▶ **The data**:
________________
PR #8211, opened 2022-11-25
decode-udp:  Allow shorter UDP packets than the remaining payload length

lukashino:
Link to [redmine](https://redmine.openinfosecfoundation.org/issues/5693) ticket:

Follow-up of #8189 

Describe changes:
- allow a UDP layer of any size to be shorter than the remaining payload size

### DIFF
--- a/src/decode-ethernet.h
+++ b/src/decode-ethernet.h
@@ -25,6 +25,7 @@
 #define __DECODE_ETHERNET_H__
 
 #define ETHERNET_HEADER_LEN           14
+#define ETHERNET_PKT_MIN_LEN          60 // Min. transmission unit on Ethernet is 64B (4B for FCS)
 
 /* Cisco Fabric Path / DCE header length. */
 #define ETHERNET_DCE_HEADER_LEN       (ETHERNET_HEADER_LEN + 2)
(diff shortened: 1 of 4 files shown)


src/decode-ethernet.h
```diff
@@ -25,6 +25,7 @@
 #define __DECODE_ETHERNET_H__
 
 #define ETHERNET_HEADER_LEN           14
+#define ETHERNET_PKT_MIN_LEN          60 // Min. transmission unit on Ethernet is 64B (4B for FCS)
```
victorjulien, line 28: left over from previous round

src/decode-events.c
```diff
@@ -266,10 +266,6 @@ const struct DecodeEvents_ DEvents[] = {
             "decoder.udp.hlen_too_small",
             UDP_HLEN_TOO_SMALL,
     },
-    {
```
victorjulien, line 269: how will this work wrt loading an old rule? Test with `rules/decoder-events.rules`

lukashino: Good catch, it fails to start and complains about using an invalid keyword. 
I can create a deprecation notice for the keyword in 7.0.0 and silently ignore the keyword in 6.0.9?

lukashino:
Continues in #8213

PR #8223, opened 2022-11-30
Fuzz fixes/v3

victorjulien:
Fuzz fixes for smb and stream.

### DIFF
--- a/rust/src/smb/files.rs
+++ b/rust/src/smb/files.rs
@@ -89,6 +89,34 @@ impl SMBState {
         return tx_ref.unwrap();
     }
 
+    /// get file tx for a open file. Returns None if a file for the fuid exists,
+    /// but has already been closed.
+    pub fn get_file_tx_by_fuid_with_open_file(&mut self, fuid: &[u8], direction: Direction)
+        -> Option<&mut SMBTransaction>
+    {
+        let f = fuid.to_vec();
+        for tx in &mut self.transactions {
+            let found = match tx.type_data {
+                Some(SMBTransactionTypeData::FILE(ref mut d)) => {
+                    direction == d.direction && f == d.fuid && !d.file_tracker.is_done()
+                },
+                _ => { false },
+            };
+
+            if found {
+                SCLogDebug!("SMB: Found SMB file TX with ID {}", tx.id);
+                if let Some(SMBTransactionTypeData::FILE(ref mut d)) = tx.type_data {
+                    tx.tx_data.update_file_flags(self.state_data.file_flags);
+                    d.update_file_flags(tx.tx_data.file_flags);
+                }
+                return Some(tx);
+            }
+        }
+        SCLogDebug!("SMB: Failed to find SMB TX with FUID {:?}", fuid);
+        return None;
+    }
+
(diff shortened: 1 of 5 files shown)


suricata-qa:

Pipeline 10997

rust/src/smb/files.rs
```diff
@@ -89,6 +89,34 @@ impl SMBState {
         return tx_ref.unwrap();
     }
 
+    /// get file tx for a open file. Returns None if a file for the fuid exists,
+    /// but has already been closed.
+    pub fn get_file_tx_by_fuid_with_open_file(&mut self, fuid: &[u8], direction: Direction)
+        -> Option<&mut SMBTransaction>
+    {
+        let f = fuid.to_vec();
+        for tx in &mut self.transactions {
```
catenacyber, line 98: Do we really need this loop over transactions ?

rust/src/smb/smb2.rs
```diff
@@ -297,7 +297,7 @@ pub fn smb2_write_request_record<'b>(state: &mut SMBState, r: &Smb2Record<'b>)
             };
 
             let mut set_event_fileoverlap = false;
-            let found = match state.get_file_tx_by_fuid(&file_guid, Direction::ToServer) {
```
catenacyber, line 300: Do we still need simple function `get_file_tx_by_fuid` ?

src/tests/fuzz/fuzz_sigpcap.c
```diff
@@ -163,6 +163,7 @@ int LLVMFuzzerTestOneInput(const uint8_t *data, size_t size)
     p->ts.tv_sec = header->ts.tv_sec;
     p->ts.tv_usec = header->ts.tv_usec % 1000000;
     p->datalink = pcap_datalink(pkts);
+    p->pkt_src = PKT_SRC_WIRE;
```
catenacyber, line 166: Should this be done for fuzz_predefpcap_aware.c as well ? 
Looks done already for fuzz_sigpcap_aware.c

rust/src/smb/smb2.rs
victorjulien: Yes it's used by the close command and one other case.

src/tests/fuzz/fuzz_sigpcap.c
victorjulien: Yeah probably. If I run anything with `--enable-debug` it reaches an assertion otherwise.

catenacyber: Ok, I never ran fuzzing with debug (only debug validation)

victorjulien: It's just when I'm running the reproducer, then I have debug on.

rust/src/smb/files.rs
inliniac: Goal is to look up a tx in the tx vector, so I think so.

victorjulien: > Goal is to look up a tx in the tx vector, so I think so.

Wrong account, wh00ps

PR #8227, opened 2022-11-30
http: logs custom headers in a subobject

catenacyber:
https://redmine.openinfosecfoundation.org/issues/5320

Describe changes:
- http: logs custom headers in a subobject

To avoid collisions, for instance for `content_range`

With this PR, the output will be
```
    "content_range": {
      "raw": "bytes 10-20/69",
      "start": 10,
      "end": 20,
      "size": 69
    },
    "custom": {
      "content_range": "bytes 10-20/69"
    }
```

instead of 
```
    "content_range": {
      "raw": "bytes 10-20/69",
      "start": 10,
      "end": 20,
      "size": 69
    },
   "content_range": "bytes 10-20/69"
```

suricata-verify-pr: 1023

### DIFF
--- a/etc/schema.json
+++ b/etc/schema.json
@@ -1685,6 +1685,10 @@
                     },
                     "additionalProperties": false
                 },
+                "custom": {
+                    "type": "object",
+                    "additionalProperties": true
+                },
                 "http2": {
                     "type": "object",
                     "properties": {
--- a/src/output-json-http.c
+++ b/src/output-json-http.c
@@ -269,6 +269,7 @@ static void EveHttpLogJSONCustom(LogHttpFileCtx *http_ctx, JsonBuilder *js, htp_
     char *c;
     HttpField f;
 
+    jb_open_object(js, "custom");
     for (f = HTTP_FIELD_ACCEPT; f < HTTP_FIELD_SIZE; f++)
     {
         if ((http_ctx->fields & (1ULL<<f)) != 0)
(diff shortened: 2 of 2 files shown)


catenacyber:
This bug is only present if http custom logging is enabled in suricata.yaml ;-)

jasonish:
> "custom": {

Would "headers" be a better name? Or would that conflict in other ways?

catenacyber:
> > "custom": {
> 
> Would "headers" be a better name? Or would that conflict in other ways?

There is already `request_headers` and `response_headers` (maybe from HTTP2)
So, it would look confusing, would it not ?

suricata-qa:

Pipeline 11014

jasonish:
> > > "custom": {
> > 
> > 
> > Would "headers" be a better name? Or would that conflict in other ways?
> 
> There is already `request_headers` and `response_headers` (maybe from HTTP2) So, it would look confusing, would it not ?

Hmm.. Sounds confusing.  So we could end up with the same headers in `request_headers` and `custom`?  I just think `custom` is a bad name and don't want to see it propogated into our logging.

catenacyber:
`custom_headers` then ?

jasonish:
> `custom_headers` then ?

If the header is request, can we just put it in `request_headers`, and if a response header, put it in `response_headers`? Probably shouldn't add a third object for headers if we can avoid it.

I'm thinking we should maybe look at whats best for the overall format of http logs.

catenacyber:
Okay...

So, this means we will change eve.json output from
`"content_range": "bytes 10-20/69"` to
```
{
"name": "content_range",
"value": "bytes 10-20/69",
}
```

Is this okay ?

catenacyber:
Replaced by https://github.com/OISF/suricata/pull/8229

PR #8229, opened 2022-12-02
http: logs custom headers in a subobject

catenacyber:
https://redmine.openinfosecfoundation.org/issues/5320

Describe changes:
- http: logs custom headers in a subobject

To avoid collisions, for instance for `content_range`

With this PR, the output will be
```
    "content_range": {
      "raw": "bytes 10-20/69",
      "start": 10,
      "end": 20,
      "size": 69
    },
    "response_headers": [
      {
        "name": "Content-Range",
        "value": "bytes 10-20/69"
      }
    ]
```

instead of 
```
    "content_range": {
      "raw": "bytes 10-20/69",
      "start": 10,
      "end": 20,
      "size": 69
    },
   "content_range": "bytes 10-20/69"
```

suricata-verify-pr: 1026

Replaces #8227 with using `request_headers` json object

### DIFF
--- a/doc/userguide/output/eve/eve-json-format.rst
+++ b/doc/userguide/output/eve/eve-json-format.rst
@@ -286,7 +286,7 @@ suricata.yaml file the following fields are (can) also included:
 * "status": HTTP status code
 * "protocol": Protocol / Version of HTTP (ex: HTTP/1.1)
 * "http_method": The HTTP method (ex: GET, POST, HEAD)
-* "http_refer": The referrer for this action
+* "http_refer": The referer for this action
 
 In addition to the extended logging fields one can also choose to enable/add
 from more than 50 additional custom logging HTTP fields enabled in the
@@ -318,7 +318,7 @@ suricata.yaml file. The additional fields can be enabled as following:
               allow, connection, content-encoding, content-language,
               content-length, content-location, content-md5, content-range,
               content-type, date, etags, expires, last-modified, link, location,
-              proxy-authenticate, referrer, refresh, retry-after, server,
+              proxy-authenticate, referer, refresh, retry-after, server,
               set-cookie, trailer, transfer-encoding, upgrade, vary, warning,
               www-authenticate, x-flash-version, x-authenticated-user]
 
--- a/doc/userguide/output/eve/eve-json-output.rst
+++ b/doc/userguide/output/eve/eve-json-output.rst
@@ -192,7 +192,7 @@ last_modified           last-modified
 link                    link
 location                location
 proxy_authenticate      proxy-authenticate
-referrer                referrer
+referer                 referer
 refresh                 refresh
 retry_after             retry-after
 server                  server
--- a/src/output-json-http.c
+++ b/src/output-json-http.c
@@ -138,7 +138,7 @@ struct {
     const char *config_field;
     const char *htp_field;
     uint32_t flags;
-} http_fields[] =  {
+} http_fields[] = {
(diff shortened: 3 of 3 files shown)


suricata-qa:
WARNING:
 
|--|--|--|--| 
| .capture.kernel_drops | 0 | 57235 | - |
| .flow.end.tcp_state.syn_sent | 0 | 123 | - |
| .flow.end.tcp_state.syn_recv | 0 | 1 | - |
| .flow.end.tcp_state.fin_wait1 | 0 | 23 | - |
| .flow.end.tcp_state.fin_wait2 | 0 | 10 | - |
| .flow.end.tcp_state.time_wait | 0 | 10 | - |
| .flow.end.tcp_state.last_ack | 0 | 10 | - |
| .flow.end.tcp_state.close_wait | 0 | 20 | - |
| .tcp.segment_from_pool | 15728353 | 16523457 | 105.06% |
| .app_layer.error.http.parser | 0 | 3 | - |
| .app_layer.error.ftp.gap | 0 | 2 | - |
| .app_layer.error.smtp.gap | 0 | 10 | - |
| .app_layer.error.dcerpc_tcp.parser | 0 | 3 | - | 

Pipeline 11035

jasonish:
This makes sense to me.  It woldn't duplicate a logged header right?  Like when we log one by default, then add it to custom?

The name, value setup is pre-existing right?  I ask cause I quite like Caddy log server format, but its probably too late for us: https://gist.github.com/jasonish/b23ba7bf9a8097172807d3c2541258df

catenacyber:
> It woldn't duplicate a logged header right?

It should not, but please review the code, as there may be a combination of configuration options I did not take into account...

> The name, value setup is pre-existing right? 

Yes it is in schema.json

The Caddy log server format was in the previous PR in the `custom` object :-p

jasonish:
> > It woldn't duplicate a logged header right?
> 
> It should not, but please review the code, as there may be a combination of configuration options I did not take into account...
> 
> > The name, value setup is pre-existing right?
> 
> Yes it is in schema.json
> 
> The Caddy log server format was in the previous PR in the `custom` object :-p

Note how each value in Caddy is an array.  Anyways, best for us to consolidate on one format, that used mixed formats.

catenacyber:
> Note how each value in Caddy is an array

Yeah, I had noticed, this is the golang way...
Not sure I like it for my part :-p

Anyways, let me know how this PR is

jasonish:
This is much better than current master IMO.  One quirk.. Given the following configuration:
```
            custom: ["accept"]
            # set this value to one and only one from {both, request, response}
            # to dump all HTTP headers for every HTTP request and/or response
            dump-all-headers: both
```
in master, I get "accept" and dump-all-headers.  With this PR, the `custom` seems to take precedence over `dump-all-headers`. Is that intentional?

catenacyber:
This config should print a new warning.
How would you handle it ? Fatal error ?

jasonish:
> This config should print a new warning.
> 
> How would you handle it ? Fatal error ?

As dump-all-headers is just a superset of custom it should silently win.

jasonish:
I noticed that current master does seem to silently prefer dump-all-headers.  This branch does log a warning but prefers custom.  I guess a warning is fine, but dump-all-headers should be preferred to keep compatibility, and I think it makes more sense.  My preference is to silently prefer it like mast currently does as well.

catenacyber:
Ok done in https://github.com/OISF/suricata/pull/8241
________________
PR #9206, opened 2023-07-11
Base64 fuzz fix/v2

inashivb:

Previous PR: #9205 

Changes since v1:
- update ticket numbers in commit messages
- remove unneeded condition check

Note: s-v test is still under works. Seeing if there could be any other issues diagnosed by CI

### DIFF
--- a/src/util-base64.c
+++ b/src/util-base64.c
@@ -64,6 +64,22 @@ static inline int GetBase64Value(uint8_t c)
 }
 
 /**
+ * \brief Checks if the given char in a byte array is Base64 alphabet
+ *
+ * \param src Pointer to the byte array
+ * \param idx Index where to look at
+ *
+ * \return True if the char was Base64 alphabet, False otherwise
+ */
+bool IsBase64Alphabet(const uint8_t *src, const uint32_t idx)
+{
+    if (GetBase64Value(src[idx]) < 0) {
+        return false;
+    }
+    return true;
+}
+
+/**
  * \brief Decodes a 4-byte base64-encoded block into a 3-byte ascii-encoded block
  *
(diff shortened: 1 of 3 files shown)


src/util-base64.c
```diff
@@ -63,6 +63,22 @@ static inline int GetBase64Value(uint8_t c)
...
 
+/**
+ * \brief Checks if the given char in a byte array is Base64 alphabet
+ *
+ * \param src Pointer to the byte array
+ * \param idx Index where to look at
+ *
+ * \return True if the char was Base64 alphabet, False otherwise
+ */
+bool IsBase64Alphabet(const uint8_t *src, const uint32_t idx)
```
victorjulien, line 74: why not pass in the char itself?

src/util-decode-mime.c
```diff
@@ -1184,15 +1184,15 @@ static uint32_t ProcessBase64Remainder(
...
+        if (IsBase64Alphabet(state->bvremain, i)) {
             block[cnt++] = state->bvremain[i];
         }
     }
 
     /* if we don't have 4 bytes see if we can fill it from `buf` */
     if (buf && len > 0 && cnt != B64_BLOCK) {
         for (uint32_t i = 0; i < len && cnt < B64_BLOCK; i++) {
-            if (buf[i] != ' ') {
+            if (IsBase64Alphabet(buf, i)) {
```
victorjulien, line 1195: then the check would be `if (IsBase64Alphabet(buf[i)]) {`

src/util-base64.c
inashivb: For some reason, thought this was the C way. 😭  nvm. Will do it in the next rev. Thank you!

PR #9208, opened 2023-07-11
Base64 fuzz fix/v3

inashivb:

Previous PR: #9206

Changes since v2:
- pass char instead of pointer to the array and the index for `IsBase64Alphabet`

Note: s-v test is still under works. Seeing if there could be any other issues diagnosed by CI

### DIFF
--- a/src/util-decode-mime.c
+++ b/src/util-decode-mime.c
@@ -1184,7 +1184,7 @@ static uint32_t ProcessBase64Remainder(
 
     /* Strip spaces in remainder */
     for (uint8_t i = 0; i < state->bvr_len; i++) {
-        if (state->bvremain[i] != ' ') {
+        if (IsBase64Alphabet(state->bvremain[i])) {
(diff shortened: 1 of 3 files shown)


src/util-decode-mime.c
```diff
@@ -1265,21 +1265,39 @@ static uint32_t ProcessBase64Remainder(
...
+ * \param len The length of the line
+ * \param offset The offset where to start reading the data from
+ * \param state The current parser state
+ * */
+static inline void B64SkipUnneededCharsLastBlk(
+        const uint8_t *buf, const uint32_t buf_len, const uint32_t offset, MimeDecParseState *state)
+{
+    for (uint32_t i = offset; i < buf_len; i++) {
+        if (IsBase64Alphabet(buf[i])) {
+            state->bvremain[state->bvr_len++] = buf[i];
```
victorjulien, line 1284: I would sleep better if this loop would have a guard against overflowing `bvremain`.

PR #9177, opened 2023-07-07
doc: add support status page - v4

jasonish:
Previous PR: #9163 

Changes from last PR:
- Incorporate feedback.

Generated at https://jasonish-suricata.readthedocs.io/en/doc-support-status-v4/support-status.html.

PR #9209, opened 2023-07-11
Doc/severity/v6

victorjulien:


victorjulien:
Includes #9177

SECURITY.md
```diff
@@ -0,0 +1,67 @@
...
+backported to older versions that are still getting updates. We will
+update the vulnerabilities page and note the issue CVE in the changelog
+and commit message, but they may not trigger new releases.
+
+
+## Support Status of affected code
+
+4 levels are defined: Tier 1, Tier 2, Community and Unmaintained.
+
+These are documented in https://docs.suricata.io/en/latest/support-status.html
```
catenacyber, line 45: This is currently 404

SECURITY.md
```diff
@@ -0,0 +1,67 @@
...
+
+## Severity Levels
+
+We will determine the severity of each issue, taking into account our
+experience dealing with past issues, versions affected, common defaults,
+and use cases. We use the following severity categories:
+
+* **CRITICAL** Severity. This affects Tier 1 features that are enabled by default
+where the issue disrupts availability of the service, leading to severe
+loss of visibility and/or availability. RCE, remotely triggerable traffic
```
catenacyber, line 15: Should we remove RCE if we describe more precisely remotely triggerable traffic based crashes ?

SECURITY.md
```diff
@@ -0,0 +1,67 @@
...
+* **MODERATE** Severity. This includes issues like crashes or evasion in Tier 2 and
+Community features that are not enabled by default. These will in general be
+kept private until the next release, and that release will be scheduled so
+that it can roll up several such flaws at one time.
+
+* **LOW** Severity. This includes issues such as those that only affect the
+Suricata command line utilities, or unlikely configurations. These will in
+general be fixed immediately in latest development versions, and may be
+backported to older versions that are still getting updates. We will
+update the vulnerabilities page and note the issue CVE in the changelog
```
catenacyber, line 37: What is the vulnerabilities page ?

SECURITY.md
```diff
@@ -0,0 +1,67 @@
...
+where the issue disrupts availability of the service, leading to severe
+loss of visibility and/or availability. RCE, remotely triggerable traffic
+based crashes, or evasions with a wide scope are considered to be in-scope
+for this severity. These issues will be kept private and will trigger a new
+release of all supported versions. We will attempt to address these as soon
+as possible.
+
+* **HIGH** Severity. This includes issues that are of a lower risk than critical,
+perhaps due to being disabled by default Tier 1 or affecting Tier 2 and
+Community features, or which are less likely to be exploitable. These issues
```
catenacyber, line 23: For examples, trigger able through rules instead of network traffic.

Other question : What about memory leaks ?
________________
▶ **Problem details**: Word for word, restate the lines of the listing above starting at the line with "PR #8211, opened 2022-11-25" and ending at the line with "victorjulien, line 269: how", and nothing outside them.

▶ **Response to the task**:
PR #8211, opened 2022-11-25
decode-udp:  Allow shorter UDP packets than the remaining payload length

lukashino:
Link to [redmine](https://redmine.openinfosecfoundation.org/issues/5693) ticket:

Follow-up of #8189 

Describe changes:
- allow a UDP layer of any size to be shorter than the remaining payload size

### DIFF
--- a/src/decode-ethernet.h
+++ b/src/decode-ethernet.h
@@ -25,6 +25,7 @@
 #define __DECODE_ETHERNET_H__
 
 #define ETHERNET_HEADER_LEN           14
+#define ETHERNET_PKT_MIN_LEN          60 // Min. transmission unit on Ethernet is 64B (4B for FCS)
 
 /* Cisco Fabric Path / DCE header length. */
 #define ETHERNET_DCE_HEADER_LEN       (ETHERNET_HEADER_LEN + 2)
(diff shortened: 1 of 4 files shown)


src/decode-ethernet.h
```diff
@@ -25,6 +25,7 @@
 #define __DECODE_ETHERNET_H__
 
 #define ETHERNET_HEADER_LEN           14
+#define ETHERNET_PKT_MIN_LEN          60 // Min. transmission unit on Ethernet is 64B (4B for FCS)
```
victorjulien, line 28: left over from previous round

src/decode-events.c
```diff
@@ -266,10 +266,6 @@ const struct DecodeEvents_ DEvents[] = {
             "decoder.udp.hlen_too_small",
             UDP_HLEN_TOO_SMALL,
     },
-    {
```
victorjulien, line 269: how will this work wrt loading an old rule? Test with `rules/decoder-events.rules`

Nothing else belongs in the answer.